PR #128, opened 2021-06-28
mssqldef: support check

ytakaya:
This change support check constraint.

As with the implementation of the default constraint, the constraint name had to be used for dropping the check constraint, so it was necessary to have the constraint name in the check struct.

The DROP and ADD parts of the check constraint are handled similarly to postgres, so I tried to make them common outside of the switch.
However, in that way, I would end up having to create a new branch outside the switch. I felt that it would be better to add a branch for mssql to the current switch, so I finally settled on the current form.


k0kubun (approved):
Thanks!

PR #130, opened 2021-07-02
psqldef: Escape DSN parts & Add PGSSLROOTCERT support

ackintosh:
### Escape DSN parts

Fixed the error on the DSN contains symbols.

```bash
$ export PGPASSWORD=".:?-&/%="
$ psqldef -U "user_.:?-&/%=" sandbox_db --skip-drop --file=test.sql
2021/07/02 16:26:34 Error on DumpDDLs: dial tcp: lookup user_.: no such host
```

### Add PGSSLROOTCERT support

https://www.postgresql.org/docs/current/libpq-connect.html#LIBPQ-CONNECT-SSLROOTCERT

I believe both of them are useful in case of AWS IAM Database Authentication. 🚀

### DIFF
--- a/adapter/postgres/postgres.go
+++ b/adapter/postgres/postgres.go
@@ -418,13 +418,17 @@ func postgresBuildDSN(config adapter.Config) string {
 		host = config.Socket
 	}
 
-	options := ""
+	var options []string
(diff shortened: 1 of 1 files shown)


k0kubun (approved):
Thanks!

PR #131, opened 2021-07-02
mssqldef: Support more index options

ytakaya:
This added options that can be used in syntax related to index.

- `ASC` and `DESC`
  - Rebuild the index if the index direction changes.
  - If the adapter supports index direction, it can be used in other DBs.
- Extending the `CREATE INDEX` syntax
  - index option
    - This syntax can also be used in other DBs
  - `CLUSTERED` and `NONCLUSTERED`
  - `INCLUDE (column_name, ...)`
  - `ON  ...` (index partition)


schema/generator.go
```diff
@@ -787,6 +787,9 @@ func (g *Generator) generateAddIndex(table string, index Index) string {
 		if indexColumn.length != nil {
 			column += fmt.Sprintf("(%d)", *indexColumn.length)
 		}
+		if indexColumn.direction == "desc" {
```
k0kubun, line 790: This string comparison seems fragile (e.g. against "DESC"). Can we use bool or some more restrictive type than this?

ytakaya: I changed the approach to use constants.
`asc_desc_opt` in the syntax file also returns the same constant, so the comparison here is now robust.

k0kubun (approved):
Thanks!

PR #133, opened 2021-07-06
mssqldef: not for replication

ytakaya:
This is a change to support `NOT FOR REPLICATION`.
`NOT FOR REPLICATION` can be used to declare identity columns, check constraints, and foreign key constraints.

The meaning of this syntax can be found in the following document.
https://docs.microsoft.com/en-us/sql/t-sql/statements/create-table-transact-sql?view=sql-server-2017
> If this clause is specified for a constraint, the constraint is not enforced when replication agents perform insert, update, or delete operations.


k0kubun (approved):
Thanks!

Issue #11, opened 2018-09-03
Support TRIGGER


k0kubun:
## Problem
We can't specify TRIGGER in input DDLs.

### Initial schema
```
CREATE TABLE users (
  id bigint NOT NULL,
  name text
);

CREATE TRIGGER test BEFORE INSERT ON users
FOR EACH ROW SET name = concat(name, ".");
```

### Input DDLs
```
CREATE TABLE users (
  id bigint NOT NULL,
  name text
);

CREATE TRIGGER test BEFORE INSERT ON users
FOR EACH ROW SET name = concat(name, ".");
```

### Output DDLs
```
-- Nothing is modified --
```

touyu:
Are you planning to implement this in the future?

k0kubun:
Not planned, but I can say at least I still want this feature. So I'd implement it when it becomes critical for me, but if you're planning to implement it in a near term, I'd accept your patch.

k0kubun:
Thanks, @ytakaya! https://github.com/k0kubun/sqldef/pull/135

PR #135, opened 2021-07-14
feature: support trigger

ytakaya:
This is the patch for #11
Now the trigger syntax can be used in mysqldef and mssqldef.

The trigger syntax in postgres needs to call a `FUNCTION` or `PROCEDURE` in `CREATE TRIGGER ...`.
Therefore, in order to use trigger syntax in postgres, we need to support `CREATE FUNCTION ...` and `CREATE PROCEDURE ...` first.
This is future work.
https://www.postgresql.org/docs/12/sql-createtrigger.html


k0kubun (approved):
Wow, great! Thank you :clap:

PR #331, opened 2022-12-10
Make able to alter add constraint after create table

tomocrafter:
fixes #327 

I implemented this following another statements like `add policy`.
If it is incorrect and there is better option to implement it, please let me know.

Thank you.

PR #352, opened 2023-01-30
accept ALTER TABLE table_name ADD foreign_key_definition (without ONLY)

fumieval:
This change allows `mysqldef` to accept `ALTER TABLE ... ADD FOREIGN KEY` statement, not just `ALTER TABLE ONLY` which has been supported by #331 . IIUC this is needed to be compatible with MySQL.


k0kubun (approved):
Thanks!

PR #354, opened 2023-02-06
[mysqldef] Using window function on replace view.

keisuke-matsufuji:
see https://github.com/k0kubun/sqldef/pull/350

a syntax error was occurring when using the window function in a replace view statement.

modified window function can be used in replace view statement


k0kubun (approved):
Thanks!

---

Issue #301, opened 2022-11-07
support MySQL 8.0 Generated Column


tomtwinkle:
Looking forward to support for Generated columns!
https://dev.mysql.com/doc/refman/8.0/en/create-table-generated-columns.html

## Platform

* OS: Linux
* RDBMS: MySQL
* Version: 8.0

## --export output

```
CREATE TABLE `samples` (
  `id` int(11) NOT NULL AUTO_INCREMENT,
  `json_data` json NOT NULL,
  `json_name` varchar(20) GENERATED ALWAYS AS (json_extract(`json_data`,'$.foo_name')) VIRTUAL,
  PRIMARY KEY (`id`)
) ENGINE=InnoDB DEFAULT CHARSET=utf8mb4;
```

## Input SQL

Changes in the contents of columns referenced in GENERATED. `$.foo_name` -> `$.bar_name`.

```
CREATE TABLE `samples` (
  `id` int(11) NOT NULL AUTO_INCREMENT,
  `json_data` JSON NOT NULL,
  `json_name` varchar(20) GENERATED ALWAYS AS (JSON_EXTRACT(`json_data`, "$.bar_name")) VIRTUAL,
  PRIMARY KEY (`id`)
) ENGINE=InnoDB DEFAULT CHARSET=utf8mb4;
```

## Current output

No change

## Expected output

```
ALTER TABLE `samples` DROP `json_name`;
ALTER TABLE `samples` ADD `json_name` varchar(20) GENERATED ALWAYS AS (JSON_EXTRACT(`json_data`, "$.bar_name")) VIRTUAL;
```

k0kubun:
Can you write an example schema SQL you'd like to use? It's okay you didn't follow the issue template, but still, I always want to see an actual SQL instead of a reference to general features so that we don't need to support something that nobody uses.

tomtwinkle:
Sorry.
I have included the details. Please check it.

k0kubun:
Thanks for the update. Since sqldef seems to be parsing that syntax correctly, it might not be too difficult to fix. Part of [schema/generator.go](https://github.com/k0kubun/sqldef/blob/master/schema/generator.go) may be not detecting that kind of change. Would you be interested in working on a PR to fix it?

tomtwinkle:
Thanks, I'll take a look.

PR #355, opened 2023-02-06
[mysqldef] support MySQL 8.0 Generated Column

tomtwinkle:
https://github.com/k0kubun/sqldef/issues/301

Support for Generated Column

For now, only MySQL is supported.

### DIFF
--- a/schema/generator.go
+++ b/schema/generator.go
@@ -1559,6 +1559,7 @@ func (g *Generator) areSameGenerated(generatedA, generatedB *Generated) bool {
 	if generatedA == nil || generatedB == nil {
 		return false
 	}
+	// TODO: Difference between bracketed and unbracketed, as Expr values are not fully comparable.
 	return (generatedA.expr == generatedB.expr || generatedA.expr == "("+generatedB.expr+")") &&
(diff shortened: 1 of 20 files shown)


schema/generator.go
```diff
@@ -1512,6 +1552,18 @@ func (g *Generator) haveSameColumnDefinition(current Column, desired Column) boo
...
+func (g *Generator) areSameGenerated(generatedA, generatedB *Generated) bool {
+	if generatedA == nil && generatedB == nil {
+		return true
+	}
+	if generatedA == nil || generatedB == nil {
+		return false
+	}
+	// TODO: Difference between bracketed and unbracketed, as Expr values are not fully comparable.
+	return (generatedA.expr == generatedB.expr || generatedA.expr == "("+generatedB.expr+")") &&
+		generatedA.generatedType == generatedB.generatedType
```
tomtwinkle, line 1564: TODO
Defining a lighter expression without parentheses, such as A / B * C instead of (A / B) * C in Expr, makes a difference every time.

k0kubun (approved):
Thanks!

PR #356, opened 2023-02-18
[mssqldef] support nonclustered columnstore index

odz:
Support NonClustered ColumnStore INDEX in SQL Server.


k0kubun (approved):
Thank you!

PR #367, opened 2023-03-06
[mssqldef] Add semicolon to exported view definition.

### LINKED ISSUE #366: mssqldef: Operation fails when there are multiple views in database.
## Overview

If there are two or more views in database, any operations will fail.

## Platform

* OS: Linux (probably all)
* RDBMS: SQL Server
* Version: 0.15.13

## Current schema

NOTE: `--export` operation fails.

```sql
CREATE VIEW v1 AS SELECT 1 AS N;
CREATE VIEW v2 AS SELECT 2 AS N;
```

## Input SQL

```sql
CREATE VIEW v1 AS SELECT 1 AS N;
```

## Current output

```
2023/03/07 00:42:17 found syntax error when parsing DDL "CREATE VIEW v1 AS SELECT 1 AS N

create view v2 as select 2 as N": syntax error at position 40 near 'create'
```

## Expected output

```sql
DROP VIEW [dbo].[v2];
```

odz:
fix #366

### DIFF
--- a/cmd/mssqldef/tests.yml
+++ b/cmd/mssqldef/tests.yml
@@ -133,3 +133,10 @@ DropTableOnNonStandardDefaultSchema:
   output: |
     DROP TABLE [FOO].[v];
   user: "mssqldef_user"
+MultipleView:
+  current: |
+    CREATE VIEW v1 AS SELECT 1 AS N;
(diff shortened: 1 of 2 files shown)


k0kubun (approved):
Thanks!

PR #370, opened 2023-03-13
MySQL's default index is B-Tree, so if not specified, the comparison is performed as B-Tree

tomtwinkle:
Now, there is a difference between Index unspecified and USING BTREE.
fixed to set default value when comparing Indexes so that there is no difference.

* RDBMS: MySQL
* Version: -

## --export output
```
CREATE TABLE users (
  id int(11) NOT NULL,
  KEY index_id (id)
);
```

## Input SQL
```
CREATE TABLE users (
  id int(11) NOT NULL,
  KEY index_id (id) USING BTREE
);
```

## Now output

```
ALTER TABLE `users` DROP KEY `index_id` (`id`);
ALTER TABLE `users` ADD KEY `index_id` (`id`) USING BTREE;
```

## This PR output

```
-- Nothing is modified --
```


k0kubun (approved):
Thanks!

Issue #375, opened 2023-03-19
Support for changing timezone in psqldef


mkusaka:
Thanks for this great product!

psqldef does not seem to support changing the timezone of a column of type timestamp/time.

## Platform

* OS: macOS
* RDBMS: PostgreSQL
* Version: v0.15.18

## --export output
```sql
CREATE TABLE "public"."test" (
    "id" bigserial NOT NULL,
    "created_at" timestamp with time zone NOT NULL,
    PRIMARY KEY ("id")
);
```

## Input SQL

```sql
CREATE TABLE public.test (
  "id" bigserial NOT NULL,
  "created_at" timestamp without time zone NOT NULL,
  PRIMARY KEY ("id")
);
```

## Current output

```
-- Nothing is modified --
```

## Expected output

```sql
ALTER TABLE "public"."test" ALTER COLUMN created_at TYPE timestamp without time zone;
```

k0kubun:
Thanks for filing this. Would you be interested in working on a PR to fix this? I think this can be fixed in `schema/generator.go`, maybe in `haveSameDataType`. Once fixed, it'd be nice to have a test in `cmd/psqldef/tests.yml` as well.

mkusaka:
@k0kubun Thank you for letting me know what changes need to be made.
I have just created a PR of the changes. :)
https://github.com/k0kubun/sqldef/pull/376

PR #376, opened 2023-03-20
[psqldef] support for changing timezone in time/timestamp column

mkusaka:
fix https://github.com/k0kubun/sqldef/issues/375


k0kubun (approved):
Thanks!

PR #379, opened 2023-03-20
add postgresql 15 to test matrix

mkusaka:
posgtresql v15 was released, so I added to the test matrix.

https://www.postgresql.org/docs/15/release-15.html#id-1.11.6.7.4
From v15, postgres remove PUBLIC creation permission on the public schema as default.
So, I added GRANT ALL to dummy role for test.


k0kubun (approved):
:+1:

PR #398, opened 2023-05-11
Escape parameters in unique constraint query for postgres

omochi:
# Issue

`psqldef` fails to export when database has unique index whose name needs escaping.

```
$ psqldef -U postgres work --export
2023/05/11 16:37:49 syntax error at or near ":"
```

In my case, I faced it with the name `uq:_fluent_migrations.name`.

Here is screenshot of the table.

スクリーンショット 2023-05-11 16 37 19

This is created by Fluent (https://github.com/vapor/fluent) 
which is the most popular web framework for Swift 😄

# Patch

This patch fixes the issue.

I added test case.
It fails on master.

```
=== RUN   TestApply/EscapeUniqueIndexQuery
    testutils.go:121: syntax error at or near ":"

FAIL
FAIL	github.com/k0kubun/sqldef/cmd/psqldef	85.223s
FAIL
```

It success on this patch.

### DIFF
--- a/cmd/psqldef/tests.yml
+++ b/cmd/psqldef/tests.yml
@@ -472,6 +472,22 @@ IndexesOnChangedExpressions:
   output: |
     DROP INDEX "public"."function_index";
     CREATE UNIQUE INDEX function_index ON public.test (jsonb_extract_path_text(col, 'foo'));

= About this task =
Which lines of the records contain "mysqldef"? Show each of them.

= Result of this exercise =
Now the trigger syntax can be used in mysqldef and mssqldef.
This change allows `mysqldef` to accept `ALTER TABLE ... ADD FOREIGN KEY` statement, not just `ALTER TABLE ONLY` which has been supported by #331 . IIUC this is needed to be compatible with MySQL.
[mysqldef] Using window function on replace view.
[mysqldef] support MySQL 8.0 Generated Column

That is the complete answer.